[Exercise directions] Among the lines below, keep only those from the one containing "- keep non-blocking" through the one containing "-85,12 +88,22 @@ class", and reproduce them exactly.

[The data]

++++++++++++++++++++

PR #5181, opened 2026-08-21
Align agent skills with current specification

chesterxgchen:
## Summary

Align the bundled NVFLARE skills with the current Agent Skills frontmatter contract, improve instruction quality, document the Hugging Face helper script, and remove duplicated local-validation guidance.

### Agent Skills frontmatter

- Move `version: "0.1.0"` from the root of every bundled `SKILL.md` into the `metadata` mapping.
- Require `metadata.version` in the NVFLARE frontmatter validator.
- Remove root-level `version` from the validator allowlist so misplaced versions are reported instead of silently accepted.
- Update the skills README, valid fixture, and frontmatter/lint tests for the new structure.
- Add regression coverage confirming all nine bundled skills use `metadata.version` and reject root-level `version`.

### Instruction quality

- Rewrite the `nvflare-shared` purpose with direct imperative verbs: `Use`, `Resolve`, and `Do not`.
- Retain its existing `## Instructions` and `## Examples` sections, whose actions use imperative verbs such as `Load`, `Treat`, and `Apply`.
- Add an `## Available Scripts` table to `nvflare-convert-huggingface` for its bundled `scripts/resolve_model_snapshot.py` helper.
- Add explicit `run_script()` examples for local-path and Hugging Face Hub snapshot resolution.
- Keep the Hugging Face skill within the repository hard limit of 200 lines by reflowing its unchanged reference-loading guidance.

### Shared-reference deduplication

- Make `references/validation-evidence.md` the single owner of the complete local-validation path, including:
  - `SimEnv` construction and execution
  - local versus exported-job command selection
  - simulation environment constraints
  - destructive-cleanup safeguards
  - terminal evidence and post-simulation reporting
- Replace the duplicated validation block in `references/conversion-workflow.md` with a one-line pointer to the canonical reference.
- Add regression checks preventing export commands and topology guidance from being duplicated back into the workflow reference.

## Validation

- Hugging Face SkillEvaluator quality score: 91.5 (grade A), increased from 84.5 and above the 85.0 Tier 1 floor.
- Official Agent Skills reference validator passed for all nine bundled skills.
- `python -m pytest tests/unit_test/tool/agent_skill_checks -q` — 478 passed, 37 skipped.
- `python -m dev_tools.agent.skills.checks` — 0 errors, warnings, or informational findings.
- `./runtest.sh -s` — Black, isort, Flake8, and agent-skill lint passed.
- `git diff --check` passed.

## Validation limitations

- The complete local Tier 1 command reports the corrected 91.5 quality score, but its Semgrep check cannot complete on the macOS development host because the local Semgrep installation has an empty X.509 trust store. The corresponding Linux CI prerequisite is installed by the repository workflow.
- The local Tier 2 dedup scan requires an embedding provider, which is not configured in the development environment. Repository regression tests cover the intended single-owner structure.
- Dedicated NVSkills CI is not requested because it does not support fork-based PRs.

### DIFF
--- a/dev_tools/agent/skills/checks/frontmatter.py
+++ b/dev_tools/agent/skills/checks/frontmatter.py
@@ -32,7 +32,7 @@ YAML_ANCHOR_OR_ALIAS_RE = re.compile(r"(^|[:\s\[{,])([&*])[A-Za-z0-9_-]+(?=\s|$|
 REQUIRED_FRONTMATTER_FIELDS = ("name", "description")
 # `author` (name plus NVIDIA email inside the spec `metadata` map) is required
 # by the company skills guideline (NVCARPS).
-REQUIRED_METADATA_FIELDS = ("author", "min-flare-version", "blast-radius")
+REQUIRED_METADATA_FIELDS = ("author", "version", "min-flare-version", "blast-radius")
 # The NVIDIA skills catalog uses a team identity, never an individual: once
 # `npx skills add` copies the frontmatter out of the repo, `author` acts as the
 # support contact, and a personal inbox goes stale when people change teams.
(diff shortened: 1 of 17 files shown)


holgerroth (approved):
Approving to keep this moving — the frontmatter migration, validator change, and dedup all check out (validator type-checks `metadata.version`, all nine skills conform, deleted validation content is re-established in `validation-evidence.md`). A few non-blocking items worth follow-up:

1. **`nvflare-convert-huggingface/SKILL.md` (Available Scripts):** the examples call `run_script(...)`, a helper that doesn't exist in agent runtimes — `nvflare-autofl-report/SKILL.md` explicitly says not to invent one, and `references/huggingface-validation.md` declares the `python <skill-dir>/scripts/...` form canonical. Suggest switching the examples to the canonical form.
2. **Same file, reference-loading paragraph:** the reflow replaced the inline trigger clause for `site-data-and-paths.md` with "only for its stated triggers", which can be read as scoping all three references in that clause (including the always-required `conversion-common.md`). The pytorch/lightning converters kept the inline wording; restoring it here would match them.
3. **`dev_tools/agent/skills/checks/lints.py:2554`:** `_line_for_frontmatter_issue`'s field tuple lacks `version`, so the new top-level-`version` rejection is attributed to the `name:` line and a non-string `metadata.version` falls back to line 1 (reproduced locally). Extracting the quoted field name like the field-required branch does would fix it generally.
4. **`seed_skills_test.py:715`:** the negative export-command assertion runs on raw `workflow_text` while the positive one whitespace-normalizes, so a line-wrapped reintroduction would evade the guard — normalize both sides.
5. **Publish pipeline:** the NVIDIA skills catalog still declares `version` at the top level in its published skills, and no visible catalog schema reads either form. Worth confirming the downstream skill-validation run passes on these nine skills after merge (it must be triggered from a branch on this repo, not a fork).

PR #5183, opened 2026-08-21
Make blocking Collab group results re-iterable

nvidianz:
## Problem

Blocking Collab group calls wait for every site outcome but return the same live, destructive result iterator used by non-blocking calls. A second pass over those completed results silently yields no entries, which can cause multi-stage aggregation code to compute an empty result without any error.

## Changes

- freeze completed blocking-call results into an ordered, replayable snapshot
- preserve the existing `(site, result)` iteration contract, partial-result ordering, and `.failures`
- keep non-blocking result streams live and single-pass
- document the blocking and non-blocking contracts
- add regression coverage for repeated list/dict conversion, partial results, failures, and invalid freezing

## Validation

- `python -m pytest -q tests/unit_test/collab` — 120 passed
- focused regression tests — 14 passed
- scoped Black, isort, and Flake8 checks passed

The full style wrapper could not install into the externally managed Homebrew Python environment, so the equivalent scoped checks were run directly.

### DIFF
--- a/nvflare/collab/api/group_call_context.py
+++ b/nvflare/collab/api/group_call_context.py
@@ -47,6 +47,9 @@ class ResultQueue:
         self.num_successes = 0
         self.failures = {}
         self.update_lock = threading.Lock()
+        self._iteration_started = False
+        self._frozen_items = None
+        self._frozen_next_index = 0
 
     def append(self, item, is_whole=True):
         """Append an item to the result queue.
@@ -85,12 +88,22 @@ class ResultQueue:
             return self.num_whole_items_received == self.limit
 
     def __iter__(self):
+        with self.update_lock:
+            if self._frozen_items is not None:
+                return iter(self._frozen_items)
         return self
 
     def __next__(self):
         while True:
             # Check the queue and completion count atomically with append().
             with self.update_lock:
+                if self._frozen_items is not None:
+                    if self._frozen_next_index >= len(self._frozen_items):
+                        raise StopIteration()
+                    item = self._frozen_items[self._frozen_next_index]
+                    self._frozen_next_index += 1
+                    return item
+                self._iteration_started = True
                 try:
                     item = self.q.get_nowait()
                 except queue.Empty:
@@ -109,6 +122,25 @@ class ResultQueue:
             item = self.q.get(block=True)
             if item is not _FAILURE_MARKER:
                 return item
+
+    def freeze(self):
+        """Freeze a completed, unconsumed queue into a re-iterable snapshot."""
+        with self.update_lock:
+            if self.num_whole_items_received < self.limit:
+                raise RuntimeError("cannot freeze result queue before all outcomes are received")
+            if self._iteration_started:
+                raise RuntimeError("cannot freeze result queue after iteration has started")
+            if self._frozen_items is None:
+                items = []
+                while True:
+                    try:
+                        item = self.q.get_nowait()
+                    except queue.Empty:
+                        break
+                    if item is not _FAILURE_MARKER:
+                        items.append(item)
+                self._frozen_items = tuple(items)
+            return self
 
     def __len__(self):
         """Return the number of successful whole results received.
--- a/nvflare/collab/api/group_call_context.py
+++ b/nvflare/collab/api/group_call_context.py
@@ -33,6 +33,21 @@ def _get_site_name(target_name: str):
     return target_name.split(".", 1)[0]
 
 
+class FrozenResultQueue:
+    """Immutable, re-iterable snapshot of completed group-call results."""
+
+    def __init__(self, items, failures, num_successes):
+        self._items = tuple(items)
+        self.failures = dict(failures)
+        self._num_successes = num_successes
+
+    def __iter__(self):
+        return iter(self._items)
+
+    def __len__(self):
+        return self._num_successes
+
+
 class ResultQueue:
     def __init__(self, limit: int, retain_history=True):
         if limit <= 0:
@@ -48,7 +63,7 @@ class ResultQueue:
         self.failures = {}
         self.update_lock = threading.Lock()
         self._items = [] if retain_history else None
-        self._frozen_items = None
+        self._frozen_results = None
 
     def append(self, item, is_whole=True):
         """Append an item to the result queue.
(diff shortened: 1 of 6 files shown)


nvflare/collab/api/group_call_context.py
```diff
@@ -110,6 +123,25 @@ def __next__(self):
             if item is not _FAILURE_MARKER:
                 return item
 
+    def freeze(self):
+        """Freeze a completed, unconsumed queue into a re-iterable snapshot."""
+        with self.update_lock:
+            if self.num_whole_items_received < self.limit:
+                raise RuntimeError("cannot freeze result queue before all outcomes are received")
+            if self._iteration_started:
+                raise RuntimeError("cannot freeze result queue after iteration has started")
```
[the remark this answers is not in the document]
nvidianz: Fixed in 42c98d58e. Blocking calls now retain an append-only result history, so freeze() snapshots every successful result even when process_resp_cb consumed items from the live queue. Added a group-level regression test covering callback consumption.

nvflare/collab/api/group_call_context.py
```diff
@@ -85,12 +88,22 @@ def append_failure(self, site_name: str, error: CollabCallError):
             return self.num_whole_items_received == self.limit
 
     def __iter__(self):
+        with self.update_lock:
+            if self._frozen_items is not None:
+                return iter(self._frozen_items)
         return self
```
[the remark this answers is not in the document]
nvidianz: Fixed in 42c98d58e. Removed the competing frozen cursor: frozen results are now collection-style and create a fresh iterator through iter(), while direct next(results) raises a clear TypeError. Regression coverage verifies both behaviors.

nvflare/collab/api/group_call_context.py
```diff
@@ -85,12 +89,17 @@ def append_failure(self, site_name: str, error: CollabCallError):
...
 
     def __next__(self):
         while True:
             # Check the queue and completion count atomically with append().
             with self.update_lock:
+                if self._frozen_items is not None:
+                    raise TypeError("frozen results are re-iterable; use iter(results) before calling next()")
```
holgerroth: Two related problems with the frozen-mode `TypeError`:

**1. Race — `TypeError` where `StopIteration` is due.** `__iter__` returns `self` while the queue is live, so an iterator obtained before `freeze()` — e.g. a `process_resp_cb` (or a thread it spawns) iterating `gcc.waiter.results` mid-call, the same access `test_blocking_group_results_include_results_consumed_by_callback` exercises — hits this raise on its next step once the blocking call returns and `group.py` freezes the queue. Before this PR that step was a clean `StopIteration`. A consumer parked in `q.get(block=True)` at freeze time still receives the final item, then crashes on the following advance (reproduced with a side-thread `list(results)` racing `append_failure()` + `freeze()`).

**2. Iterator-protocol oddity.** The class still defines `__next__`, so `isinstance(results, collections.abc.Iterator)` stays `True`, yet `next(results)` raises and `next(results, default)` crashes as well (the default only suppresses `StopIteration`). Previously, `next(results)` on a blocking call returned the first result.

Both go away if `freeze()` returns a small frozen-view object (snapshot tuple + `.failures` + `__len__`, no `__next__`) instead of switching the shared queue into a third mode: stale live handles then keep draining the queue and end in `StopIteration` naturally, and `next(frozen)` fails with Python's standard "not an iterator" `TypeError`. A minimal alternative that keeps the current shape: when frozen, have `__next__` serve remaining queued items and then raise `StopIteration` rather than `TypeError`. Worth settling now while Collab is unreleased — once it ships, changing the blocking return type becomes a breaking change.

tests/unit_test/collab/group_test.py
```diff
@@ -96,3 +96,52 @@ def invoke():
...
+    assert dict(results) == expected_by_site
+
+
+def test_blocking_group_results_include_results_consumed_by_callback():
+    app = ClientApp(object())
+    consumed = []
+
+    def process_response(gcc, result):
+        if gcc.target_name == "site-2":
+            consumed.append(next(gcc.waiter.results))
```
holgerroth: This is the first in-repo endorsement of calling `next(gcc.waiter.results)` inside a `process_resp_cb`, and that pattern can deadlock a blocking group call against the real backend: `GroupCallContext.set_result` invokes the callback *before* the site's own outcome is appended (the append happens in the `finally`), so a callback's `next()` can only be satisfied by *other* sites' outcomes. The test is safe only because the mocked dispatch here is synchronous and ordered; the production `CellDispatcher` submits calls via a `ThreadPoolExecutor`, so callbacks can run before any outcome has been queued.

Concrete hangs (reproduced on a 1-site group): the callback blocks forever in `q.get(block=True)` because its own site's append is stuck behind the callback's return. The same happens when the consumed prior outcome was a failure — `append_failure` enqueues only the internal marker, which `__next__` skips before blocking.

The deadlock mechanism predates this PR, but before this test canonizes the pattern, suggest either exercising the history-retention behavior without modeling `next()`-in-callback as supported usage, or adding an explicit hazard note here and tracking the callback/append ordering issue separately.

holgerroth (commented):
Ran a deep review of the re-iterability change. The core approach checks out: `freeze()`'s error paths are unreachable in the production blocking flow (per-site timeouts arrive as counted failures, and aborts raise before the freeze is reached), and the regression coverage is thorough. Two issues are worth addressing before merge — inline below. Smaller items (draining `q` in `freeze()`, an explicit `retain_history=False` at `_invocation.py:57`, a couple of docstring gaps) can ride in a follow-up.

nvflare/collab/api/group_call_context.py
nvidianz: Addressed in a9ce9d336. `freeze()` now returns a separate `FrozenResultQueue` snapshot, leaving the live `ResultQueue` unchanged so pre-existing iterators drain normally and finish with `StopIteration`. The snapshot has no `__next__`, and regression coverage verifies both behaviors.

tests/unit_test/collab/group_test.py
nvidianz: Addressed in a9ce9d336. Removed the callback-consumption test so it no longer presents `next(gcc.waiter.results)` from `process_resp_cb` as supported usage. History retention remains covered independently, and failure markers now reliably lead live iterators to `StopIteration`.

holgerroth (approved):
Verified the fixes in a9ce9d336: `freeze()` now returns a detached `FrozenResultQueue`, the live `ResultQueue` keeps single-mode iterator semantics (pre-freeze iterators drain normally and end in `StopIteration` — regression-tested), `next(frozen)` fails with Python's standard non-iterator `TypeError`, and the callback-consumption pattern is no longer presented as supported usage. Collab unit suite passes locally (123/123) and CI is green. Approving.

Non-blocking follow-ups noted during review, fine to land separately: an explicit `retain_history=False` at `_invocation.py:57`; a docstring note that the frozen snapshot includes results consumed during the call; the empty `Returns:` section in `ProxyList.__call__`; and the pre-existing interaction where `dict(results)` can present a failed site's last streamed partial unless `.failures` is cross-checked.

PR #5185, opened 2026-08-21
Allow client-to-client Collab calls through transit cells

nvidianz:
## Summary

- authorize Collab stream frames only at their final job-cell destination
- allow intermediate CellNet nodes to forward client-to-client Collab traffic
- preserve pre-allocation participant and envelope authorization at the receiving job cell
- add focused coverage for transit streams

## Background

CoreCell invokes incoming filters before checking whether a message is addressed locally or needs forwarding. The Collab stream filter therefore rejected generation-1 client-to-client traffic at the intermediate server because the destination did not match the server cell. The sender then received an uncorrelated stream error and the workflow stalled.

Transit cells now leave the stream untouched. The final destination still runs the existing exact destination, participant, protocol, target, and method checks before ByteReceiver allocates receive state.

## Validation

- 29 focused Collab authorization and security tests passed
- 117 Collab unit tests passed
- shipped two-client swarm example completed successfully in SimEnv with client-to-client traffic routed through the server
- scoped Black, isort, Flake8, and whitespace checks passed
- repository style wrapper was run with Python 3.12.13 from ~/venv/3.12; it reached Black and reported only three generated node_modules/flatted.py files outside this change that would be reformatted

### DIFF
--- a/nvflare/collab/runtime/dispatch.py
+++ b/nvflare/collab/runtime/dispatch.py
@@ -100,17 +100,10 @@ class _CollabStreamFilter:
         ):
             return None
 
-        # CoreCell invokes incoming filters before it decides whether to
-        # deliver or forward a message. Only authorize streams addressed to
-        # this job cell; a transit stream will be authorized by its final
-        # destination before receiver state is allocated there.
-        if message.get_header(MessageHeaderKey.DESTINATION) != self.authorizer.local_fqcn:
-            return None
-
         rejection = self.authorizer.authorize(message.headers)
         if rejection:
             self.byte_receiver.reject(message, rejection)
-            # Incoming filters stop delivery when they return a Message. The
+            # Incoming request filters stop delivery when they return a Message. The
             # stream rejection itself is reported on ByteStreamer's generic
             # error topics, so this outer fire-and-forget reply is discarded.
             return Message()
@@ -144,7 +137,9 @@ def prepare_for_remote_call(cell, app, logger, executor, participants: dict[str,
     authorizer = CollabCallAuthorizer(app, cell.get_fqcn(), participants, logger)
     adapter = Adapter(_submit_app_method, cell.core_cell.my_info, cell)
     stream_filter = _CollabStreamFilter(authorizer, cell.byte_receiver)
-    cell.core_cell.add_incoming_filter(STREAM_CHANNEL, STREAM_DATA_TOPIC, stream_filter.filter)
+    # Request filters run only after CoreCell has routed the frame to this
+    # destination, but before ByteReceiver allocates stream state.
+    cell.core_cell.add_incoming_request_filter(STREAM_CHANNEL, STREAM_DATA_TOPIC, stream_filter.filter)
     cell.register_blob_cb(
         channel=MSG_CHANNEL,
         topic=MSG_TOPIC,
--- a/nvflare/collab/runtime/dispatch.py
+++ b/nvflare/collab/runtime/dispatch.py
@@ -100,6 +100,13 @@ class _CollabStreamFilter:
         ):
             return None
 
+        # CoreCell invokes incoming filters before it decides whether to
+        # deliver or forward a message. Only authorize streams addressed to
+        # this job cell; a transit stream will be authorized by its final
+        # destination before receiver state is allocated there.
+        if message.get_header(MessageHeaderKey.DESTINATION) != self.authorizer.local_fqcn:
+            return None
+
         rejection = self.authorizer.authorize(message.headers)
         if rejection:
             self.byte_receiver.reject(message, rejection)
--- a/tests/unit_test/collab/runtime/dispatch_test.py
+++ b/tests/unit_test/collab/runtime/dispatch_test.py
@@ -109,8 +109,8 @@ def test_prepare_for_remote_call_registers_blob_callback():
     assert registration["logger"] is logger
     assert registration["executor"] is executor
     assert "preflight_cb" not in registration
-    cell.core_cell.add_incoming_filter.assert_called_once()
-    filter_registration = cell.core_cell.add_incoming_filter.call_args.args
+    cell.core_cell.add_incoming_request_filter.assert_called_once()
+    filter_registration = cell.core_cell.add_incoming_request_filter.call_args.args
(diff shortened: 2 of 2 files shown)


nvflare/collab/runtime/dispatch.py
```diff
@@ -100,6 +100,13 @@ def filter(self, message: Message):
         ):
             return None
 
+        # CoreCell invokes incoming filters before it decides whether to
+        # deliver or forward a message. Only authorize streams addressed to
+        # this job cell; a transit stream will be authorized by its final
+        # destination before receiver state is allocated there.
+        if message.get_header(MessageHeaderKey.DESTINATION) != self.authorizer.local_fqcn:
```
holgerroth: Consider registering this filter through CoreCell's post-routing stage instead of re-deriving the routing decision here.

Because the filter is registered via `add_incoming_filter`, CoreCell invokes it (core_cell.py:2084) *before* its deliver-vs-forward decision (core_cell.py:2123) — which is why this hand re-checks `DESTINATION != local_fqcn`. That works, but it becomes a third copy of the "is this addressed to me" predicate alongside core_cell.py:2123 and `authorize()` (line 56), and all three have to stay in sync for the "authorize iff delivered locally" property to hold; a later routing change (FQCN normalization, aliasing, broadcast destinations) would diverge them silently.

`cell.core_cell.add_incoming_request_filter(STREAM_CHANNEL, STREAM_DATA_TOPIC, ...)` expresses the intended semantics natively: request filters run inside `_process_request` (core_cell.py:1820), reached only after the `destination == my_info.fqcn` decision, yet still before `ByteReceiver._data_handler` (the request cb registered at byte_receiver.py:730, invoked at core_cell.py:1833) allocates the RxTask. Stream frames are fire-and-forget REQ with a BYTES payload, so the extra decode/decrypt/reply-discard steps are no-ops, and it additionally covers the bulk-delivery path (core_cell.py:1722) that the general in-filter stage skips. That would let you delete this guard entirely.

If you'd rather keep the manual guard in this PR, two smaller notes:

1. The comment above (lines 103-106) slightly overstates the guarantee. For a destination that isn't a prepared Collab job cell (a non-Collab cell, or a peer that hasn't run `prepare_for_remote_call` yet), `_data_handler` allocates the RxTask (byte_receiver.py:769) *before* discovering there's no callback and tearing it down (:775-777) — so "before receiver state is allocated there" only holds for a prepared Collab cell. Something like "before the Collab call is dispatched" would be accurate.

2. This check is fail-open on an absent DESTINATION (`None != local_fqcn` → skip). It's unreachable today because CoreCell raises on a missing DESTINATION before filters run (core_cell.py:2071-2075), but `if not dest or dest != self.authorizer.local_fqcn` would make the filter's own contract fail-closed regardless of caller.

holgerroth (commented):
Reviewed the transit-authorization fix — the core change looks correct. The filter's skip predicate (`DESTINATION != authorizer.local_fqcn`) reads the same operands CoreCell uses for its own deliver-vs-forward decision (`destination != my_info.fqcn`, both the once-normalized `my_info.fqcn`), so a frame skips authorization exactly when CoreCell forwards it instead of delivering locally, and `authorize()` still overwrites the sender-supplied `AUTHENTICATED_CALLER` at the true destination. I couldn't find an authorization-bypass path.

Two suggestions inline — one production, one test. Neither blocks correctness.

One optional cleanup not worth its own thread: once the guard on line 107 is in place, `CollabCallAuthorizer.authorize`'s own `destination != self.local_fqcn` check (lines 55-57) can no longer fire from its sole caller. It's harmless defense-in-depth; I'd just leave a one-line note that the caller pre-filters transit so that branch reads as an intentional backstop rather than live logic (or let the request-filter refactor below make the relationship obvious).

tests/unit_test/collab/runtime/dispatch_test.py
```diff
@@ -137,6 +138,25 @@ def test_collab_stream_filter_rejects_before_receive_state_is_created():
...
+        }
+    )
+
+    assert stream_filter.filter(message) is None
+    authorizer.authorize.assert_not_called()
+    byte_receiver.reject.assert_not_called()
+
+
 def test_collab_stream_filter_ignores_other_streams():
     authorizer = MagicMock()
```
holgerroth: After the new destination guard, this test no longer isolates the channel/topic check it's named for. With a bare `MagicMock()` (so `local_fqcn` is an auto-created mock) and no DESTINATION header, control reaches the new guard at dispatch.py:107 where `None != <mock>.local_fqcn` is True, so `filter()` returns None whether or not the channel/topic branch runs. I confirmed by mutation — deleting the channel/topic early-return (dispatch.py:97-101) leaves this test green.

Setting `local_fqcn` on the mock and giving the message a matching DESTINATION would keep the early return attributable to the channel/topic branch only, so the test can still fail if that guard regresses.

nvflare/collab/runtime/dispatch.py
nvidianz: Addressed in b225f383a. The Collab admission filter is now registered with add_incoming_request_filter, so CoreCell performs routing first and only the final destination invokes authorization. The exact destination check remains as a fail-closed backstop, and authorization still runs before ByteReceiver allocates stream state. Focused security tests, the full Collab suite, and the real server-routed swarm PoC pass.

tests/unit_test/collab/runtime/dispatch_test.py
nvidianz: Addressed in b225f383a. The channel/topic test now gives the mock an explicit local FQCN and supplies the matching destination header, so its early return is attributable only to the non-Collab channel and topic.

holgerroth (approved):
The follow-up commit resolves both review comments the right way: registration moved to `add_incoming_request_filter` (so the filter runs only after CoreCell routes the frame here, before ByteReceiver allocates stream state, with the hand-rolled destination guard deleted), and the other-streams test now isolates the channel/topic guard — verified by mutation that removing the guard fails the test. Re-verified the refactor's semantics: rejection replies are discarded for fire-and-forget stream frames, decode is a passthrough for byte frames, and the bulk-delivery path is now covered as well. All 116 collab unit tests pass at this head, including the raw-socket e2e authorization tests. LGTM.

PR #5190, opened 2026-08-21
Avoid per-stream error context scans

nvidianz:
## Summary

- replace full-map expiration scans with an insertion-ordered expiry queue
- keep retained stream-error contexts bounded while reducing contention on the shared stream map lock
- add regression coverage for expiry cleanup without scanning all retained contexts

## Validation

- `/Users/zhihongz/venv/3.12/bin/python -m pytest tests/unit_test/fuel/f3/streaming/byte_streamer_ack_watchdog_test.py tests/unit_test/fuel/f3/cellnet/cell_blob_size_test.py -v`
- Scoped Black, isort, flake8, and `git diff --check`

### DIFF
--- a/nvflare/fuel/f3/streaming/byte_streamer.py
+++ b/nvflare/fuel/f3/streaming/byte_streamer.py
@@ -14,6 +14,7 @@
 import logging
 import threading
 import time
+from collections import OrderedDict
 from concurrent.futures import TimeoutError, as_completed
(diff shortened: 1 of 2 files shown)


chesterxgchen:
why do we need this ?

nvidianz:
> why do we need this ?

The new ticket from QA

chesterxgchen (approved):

++++++++++++++++++++

[Your solution]
- keep non-blocking result streams live and single-pass
- document the blocking and non-blocking contracts
- add regression coverage for repeated list/dict conversion, partial results, failures, and invalid freezing

## Validation

- `python -m pytest -q tests/unit_test/collab` — 120 passed
- focused regression tests — 14 passed
- scoped Black, isort, and Flake8 checks passed

The full style wrapper could not install into the externally managed Homebrew Python environment, so the equivalent scoped checks were run directly.

### DIFF
--- a/nvflare/collab/api/group_call_context.py
+++ b/nvflare/collab/api/group_call_context.py
@@ -47,6 +47,9 @@ class ResultQueue:
         self.num_successes = 0
         self.failures = {}
         self.update_lock = threading.Lock()
+        self._iteration_started = False
+        self._frozen_items = None
+        self._frozen_next_index = 0
 
     def append(self, item, is_whole=True):
         """Append an item to the result queue.
@@ -85,12 +88,22 @@ class ResultQueue:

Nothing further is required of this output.